Comments and honest feedback are more than appreciated (its the only way to get better), on anything from the kit choice, to the pictures taken...I'm working on getting better at this too) 

[attachment=22512]

[attachment=22513]


----------



## Bigg081 (Apr 6, 2013)

You did a terrible job....send it to me and I will see that it is discarded properly!!!!! Inspiration to me, my lathe arrives Monday and I already have everything else to do pens and stoppers. Hope my CA finish comes out like yours. Great job.

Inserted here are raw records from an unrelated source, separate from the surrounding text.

PR #2281, opened 2017-07-23
Fix swapped accsessories

Temtaime:
Enum was swapped, you can view it by calling @itemlist with one acc. equiped.
Also i didn't have a modern client to test EQP_SHADOW_ACC_R to correctness

### DIFF
--- a/src/common/mmo.h
+++ b/src/common/mmo.h
@@ -205,8 +205,8 @@ enum equip_pos {
 	EQP_ARMOR            = 0x000010, // 16
 	EQP_SHOES            = 0x000040, // 64
 	EQP_GARMENT          = 0x000004, // 4
-	EQP_ACC_L            = 0x000008, // 8
-	EQP_ACC_R            = 0x000080, // 128
+	EQP_ACC_R            = 0x000008, // 8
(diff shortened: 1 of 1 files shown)


aleos89:
Are you sure you're not confusing yourself with the orientation of the equip window and how you're viewing it? The character is facing yourself so that means the left-hand and right-hand are mirrored to yourself.

Temtaime:
There's a left and right hand with a shield and weapon respectively. And they're named with "L-hand" and "R-hand".
And yes, i'm sure. I faced this bug developping a RO client using constants from rathena.

aleos89:
Ok, I did some testing around and you're right. But along with this change, there are two items that need to be flipped in the item database to match this change. They need to be adjusted to:
```
28310,Sarah's_Left_Earring,Sarah's Left Earring,4,10,,100,,,,0,0xFFFFFFFF,63,2,8,,145,0,,{ skill "AL_HEAL",1; },{},{}
28311,Sarah's_Right_Earring,Sarah's Right Earring,4,10,,100,,,,0,0xFFFFFFFF,63,2,128,,145,0,,{ skill "AL_TELEPORT",1; },{},{}
```
If you could make those changes in your PR we can push this. :)

PR #2322, opened 2017-08-08
Inter server C++ conversion

secretdataz:
* **Server Mode**: Both

This pull request converts inter.c to C++.
inter_server.conf which contain storage information is also converted to YAML format (to inter_server.yml) and has import folder support added.


src/char/inter.h
```diff
@@ -4,20 +4,25 @@
...
 
-#ifdef __cplusplus
-extern "C" {
-#endif
-
 #include "../common/conf.h"
 #include "../common/mmo.h"
 #include "../common/sql.h"
 
+#ifdef __cplusplus // C codes can't see this
```
Lemongrass3110: Can't those 3 ifdefs be merged together?

karlseven:
Why is it is says invalid storage ID after we update to latest revision?

PR #7024, opened 2022-06-13
4th / Expanded Job Skill-Updates as of KRO 20220602 incl. 3rd Job fixes / Homunculus skills

datawulf:
* **Server Mode**: Renewal

* **Description of Pull Request**: 

This shall bring all skills to the most recent official state.
4th / Expanded Job Skills, but also some 3rd Jobs skills as well as the 200+ Homunculus skills are included.

This PR's focus is solely on non-NPC skill functionality.

There are many people out there trying to distribute job-skills, but neither are they willing to update / fix them nor try to be accurate with official behaviours. Now there's no guarantee that everything is 100% accurate, but if you have additional official informations I'll gladly update them. Nobody is perfect, right?

As sources I used:
* already available PRs / projects
* replay files from sakray server
* youtube KRO videos
* most recent KRO skill descriptions / patch notes
* thanks @limitro for some fundamental mechanics

Note: The new skills of Dragon Knight (Dragonic Breath), Biolo (Explosive Powder, Mayhemic Thorns), Meister (Mighty Smash, Spark Blaster, Triple Laser) need a client 20220602+.
<details>
  <summary>New skills showcase</summary>

biolo
dragon
meister
</details>

I'm happy to get feedback on the code itself as I'm by no means a rathena/c++-pro and tried to use what was used before or what I thought would be a good solution.

So let's make this great hopefully :)

<details>
  <summary>"Full" changelog</summary>

## General Code Changes
* harmonized order of cardfix bonus applied for physical/magical attacks (according to IRO wiki)
* reworked cardfix for physical attacks to apply proper bonus for melee/ranged attack types, because there are ranged attacks without sd->state.arrow_atk
* updated ST_SHIELD skill fail message
* updated require.weapon skill fail messages
* added new skill fail causes (useskill_fail_cause)
* added flag to va_args in skill_detonator used for UNT_KUNAIWAIKYOKU 
* added new function skill_check_bl_sc to check SC of nearby BLs using va_list
* fixes status_calc_pc_sub to check battle_config.left_cardfix_to_right for left/right hand bonus

### added new global flags for skill controls:
* SKILL_ALTDMG_FLAG: to control alternative skill scalings
* SKILL_NOCONSUME_REQ: make skill ignore requirement consumption
* UNIT_NOCONSUME_AMMO: make skill consume ammo, but not the unit

#### HAMI_DEFENCE:
* fixed AfterCastActDelay/Cooldown 

#### added new Skills:
6048:
* MH_CLASSY_FLUTTER
[...]

PR #7328, opened 2022-10-06
Fixes SA_DRAGONOLOGY MATK behavior

aleos89:
* **Addressed Issue(s)**: N/A

  * The MATK bonus should only be doubled versus Dragons, not quadrupled like the other bonuses.
  * Confirmed the behaviors between pre-renewal and renewal.
Thanks to @mrjnumber1!


Badarosk0:
I think this has already been fixed in this PR:
https://github.com/rathena/rathena/pull/7024

aleos89:
Looks like it is, but it's still a little wrong as the RENEWAL macro is not needed there.

Lemongrass3110 (approved):

PR #7333, opened 2022-10-07
Fixes Marine Sphere behavior

### LINKED ISSUE #7332: Alchemist Marine Sphere Mine Broken
### rAthena Hash

b568f2fb119f247acba459d04f95f7e91c939e69

### Client Date

2022-04-06

### Server Mode

Pre-Renewal, Renewal

### Result

The alchemist skill "Summon Marine Sphere" is not working as intended. It is not moving when attacked and it does not even begin casting the skill to self-destruct.

### Relevant Log Output

_No response_

### Expected Result

Marine Sphere mine should move 7 cells from the attackers position at the moment of the attack the player is facing and the mine should cast it's skill simultaenously.

### How to Reproduce

Plant a marine sphere using alchemist skill.

### Official Information

Can't find any sources but I think what I said is the default behavior of the skill.

none

aleos89:
* **Addressed Issue(s)**: Fixes #7332

  * Resolves an issue where Marine Sphere were not casting their skills after being hit.
Thanks to @violent01 and @Daegaladh!


Daegaladh (approved):

violent01:
@aleos89 the skill is working now as intended but is the marine movement goes always to the west? Is that intentional?

Daegaladh:
> @aleos89 the skill is working now as intended but is the marine movement goes always to the west? Is that intentional?

It should go in the opposite direction you hit it

violent01:
@Daegaladh that's what i remember also. But it always goes to west instead of the opposite direction of the player hit it. It feels like it's like the cart revo skill which forces the mob to go to west.

violent01:
@aleos89 this f694f6142843a53f76c875e274bdab5046a6fcae commit works like a charm now.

Where did you get the clear plastic display stand thing?


----------



## ssgmeader (Apr 6, 2013)

Bigg081 said:


> You did a terrible job....send it to me and I will see that it is discarded properly!!!!! Inspiration to me, my lathe arrives Monday and I already have everything else to do pens and stoppers. Hope my CA finish comes out like yours. Great job.
> 
> Where did you get the clear plastic display stand thing?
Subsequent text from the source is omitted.